# Schlauchboot in Kieler Förde



## Seekater (17. November 2008)

Moin Moin!!
  Habe im Forum durchgeblättert und den passenden Thread nicht gefunden, der mir die Frage beantworten konnte, deshalb nochmal die Frage an alle!!!
  Angelt jemand in der Kieler Förde mit einem Schlauchboot? Wichtig ist, ob jenes Kennzeichenpflichtig ist (meins ist 2,50m lang, betrieben mit 4 PS Aussenborder)
Was noch wichtiger ist, was muss man alles beachten, wegen der herumfahrenden Schiffen und Fähren?
  Angeln möchte ich in einer ruhigen Ecke vor Anker, wo es nicht so viel mit herumfahren los ist.
Danke !#h


----------



## leuchtboje (17. November 2008)

*AW: Schlauchboot in Kieler Förde*

in wiefern meinst du kennzeichnungspflichtig?

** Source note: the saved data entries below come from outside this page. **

PR #135, opened 2020-11-24
switching from TravisCI to GH Actions

DenysGonchar:
this PR fixes the following issues with GH Actions environment:
* missing TRAVIS_OTP_RELEASE env variable
* by default checkout action fetches just one exact commit, since amoc uses 'git' version (see rebar.config) rebar3 searches for the latest git tag and so requires the whole repo
* 8084 port is used by GH actions environment, so for integration testing amoc REST API ports are mapped at 888x range
* GH actions environment has no tty device


integration_test/helper.sh
```diff
@@ -111,6 +113,12 @@ function wait_for_cmd() {
     return 1
 }
 
+function get_amoc_logs() {
```
chrzaszcz, line 116: I don't see this function used anywhere, am I missing something?

.github/workflows/ci.yml
```diff
@@ -12,14 +12,18 @@ jobs:
     strategy:
       matrix:
         otp: ['22.3', '21.3']
```
chrzaszcz, line 14: Maybe we could use OTP 23? Not required now of course.

chrzaszcz (commented):
Great to see the GH actions in action :-)
I have a few comments, could you answer?

integration_test/helper.sh
DenysGonchar: I used it for troubleshooting issue at CI environment and I think it's good to have in helpers.sh just in case.

.github/workflows/ci.yml
DenysGonchar: right now we cannot switch to OTP. [pg2](http://erlang.org/doc/man/pg2.html) is deprecated in OTP23 and xref check is failing, the rest checks are passing well w/o any issues. 

So we need to first switch from [pg2](http://erlang.org/doc/man/pg2.html) to something else, but if we switch to [pg](http://erlang.org/doc/man/pg.html) as OTP documentation suggests we limit ourselves to OTP23 and higher version since it's introduced only in OTP23.

chrzaszcz (approved):
Good!

PR #136, opened 2021-05-12
Otp24

NelsonVides:
~Waiting for https://github.com/esl/amoc_rest/pull/8/~


gustawlippa:
The tests are run for OTP 21.3 but `pg` was introduced in OTP 23.0.

NelsonVides:
> The tests are run for OTP 21.3 but `pg` was introduced in OTP 23.0. This is a welcome change but it should somehow work with the CI.

And that explains the failure, but that makes it all a bit more complicated, because pg2 was completely removed with otp24, which means we could only support the last two major releases, or not support the last. Or do some hacks to compile different things with different versions 😕 

@DenysGonchar

DenysGonchar:
yeah, that is known issues, and that's exactly the reason why we didn't have CI testing against OTP23. pg2 became deprecated since that release, but we didn't want to relax dialyzer/xref verification rules.

DenysGonchar:
I guess  now, having 2 major OTP release with pg module, we can replace pg2 with pg. 
Of course, we would have to make a new release with the comment that only OTP23 and OTP24 are supported and those who need to use pre OTP23 version can still use the previous Amoc release.

test/amoc_api_scenarios_handler_SUITE.erl
```diff
@@ -71,6 +71,19 @@ put_scenarios_returns_400_and_error_when_scenario_is_not_valid(_Config) ->
     ?assertEqual(400, CodeHttp),
     ?assertEqual(#{<<"error">> => <<"invalid module">>}, Body).
 
+-ifdef(OTP_RELEASE).
```
DenysGonchar, line 74: Please change to the following sequence:
```
-define(PARSE_ERROR,...).
-ifdef(OTP_RELEASE). %% being honest i don't think that we need this one
-if(?OTP_RELEASE >= 24).
-undefine(PARSE_ERROR).
-define(PARSE_ERROR,...).
-endif.
-endif.
```

src/amoc_throttle/amoc_throttle_controller.erl
```diff
@@ -181,7 +181,6 @@ handle_call({change_rate_gradually, Name, LowRate, HighRate,
 handle_call({stop, Name}, _From, State) ->
     case all_processes(Name, stop) of
         ok ->
-            pg2:delete(Name),
```
DenysGonchar, line 184: is group removed in this case? can we recreate the group with the same name after this?

NelsonVides: https://github.com/erlang/otp/blob/4d2a17302a79a86b6c74c769b9fafd9fbd9be516/lib/kernel/src/pg.erl#L21-L53 Here's an explanation, non-existent and empty groups are treated the same in this new implementation, the reason being agreement in the case of coming back from a network split.

NelsonVides:
Github actions have some issue with nifs for a wxWidget dep not being loaded, no idea why, but that doesn't happen locally on my system. Needs investigation.

test/amoc_api_scenarios_handler_SUITE.erl
```diff
@@ -71,6 +71,14 @@ put_scenarios_returns_400_and_error_when_scenario_is_not_valid(_Config) ->
...
     ?assertEqual(#{<<"error">> => <<"invalid module">>}, Body).
 
+-define(PARSE_ERROR,
+        <<"\n                      [{2,erl_parse,[\"syntax error before: \",[]]}]}]\n">>).
+-if(?OTP_RELEASE >= 24).
+-undef(PARSE_ERROR).
+-define(PARSE_ERROR,
+        <<"\n                      [{{2,1},erl_parse,[\"syntax error before: \",[]]}]}]\n">>).
+-endif.
+
```
chrzaszcz, line 81:
```suggestion
-if(?OTP_RELEASE >= 24).
-define(PARSE_ERROR,
        <<"\n                      [{{2,1},erl_parse,[\"syntax error before: \",[]]}]}]\n">>).
-else.
-define(PARSE_ERROR,
        <<"\n                      [{2,erl_parse,[\"syntax error before: \",[]]}]}]\n">>).
-endif.
```

chrzaszcz (approved):
Looks good! There is one minor remark from me.

test/amoc_api_scenarios_handler_SUITE.erl
NelsonVides: I had something like that but Denys asked for it to be as it is now: https://github.com/esl/amoc/pull/136#discussion_r642712062

chrzaszcz: Any motivation @DenysGonchar? It's less readable.

DenysGonchar (approved):
It was surprisingly hard, but I really like the changes.
MB we should make a follow-up ticket to add a note regarding `{debug_info, keep}` relx flag in amoc documentation. I think it should be added [here](https://esl.github.io/amoc/doc/configuration.html), near to `-required_variable(...)` attribute explanation.

test/amoc_api_scenarios_handler_SUITE.erl
DenysGonchar: Being honest, I don't remember, and now it's hard to tell what triggered me w/o original commit. Your version is fine and indeed it's more readable.

PR #28, opened 2017-06-23
JPEG I/O library

cdeil:
In #24 is using PIL/Pillow to read JPEG tiles. This is a reminder issue that we need to declare and document this dependency (in `setup.py`, `travis.yml`, the package install instructions).


cdeil:
I've attached a commit here adding Pillow as a dependency.

PR #33, opened 2017-06-25
Outline first draft of HipsTileCache class

adl1995:
A work in progress of `HipsTileCache` class.

### DIFF
--- a/hips/tiles/__init__.py
+++ b/hips/tiles/__init__.py
@@ -4,3 +4,4 @@ from .tile import *
 from .tile_meta import *
 from .description import *
 from .surveys import *
+from .cache import *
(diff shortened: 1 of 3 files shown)


cdeil:
Suggest to rebase this PR against master and then to start development here by moving the existing `hips.draw.fetch_tiles` over to the `hips.tile` sub-package, e.g. the file `hips/tile/cache.py` you're adding here.

cdeil:
I'm moving this to the v0.2 milestone. I think just what we have now is very close to v0.1 and having a cache can be in the second version.

cdeil:
@adl1995 doesn't plan to continue with this, but we're leaving it open just as a reminder / possible starting point if someone picks this up in the future.

cdeil:
Discussed with @adl1995  just now. Decided to close this PR that is 2 years old. We're note sure what the idea / use case here was. Probably to support cloning part of HiPS from a server to a local disk. For this the feature request #122 is still open.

Deutsche Flagge dran und gut ist...

Wegen der allgeimeinen Regeln würde ich dir empfelen, dass du dir einfach mal ein gebrauchtes Lehrbuch "Sportbootführerschein See" bei xbay besorgst... 

das wichtigste in Kürze: du bist mit so einem Boot im Prinzip gegenüber jedem anderen Ausweichpflichtig!
Dann: Ankerball besorgen - um anzuzeigen, dass du ankerst und somit bewegungsunfähig bist...
NICHT in oder zu nahe an Fahrrinnen und dergleichen ankern!
Die an Land aufgestellten Schilder "Ankern verboten" beachten! ggf. Geschwindigkeitsbeschränkungen beachten
Abstand von Tauchbojen halten!
--> wie die diversen Schilder, Bojen und Zeichen aussehen und so weiter siehst du wirklich am besten in einem Lehrbuch - wie gesagt, muss auch kein neues sein!

Wie mein Opa immer sagt: immer mit der Dummheit der anderen rechnen und vorsichtig fahren! gilt auch auf dem Wasser!

PS: Kriegsschiffe machen nie Platz:q


----------



## Torsk_SH (17. November 2008)

*AW: Schlauchboot in Kieler Förde*

Moin,

du brauchst nichts zu kennzeichnen. Bootkennzeichen braucht 
man nur im Binnenwasser über 2,3PS Motorleistung. Auf dem Meer können es
auch 500PS sein, da ist dat wurscht.
Ankerball setzten, ja das müsste man eigentlich... aber mal ehrlich 
wen willst Du im Winter 500 Meter vor der Küste behindern.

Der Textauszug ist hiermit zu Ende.